J.—The county judge delivered an opinion assigning his reasons for reversing the judgment. The first objection the learned judge makes to the action of the justice is that the plaintiff testified to the whole amount of his labor, but gives no facts whereby any legal conclusion can be arrived at as to whether the labor amounted to that or not.
I am unable to conceive of any other facts that were required to ascertain the amount due him under the contract. He gave the day on which he commenced work and the day he quit work, and the wages defendant agreed to pay, and the number of days plaintiff did not work for defendant. These data are all that could be required.
The justice was. not bound to accept the result of plaintiff’s calculation if it was erroneous, but there can be no objection to the witness making this, if he makes it correctly.' A special contract was clearly proved. The county judge seems to think that neither performance nor excuse for non-performance was proved. It seems to me that both were proved. Plaintiff swears he worked for defendant from 23d April to 26th September under the contract, and on the last-mentioned day he was discharged, or as the other witness expressed it, he was told to go among the neighbors. The plaintiff performed as long as defendant would permit. When he was ordered off, it was his right to leave and recover for his wages already earned.
The judge says the plaintiff does not show how or why he was discharged. He certainly shows how he was discharged, the reason why he might not know. The judge says that this answer, that he was discharged, was a mere conclusion of the witness. Webster says that one definition of the word discharge, is to dismiss from service.

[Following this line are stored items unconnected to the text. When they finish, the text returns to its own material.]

PR #732, opened 2022-12-31
Update install.md

brettgilio:
`libffi6` is [only present on oldstable](https://packages.debian.org/buster/libffi6). Update the suggestion to libffi7 (present on stable) or libffi8 (present on testing)

### DIFF
--- a/docs/install.md
+++ b/docs/install.md
@@ -38,11 +38,11 @@ Also see [tags and shortcuts](../guide/#tags-and-shortcuts) for more information
 
 ### Linux Debian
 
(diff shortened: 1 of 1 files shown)


hasufell:
This is autogenerated from the metadata https://github.com/haskell/ghcup-metadata/blob/develop/ghcup-0.0.7.yaml#L9

Which already makes that distinction of debian version.

So we need to update the code that generates this markdown instead: https://github.com/haskell/ghcup-metadata/blob/c42bb4a2ffb681a372210ff29b0e00939e281080/ghcup-gen/Generate.hs#L182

There is no room for two opinions as to what the witness *86said, and no room for argument as to his meaning. So far from being a conclusion of the witness, it is the statement of a fact.
It is possible for a witness to state-a fact in plain and concise language so as to convey a distinct idea of his meaning to his hearers, and yet he may have used words in a sense entirely different from that in which they were understood by the hearers, and may have intended to ■ convey an essentially different meaning. But it will not be presumed that he did not use the words in their ordinary, popular signification. It is for the party alleging such a use of words to prove it.
We cannot affirm that the witness Austen did not state the whole conversation with defendant when he heard defendant tell plaintiff to clear out, nor that any additional words used by him would have changed the sense.
It seems to me the plaintiff proved all that he was required to prove to maintain his cause of action.
The judgment of the county court must be reversed, and that of the justice affirmed.